* **WHAT TO PRODUCE**: Work out how many lines in the listing below include the word "model"; answer with the number alone.
________
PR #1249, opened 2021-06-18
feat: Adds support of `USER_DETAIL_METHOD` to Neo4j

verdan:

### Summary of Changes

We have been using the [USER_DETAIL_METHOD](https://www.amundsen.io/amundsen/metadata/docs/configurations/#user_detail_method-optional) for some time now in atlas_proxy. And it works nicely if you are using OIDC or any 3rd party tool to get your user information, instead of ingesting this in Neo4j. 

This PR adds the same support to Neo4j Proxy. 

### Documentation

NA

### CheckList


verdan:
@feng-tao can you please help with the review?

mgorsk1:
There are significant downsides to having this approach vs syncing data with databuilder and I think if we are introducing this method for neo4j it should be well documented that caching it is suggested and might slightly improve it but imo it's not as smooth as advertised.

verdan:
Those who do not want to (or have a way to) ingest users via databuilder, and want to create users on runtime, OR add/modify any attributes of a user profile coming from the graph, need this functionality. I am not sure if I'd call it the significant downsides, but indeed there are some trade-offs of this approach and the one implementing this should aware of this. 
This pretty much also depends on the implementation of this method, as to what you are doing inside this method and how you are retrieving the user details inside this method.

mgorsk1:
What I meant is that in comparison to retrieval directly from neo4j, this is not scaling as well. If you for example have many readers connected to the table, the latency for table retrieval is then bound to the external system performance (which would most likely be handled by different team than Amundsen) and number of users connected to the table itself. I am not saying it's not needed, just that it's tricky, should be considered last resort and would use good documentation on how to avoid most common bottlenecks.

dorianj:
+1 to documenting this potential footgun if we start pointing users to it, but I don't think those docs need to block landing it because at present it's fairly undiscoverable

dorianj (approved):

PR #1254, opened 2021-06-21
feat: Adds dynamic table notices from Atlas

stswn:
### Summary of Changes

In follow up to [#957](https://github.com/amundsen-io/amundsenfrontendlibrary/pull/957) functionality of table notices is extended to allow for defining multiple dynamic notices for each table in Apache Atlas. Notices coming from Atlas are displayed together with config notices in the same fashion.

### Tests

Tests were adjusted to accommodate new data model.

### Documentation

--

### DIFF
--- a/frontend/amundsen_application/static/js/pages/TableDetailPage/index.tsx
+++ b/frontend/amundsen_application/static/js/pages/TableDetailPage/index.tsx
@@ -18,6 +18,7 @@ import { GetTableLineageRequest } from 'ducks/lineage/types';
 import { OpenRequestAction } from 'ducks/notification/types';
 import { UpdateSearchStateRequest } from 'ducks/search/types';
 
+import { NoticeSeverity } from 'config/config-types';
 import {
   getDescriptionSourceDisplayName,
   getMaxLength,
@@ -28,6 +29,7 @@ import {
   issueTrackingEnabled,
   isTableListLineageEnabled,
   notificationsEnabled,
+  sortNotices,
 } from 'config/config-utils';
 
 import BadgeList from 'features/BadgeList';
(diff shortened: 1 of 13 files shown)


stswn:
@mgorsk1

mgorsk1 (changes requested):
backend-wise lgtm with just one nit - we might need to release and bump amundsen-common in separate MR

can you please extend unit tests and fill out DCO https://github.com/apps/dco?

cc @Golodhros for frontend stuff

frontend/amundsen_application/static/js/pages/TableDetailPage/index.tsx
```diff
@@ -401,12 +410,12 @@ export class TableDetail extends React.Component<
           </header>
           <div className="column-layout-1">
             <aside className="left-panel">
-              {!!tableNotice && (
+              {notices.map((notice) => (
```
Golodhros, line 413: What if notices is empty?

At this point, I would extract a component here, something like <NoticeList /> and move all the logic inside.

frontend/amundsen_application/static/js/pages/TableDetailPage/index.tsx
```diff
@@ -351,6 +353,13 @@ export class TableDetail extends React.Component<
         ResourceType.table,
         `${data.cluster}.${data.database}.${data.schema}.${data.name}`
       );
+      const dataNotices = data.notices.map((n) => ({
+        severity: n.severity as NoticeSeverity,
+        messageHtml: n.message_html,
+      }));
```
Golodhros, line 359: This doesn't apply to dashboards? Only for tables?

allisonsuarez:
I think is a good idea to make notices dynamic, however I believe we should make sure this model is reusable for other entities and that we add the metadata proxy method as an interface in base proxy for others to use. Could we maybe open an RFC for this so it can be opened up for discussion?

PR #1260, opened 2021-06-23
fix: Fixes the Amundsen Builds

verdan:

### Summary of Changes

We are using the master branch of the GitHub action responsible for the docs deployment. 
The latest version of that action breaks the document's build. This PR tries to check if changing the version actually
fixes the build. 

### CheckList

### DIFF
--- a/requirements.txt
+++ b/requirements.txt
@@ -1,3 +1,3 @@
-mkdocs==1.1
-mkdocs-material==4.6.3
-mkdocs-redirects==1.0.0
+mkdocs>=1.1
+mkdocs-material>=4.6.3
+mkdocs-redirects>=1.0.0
________
* **RESULT OF THIS EXERCISE**: 2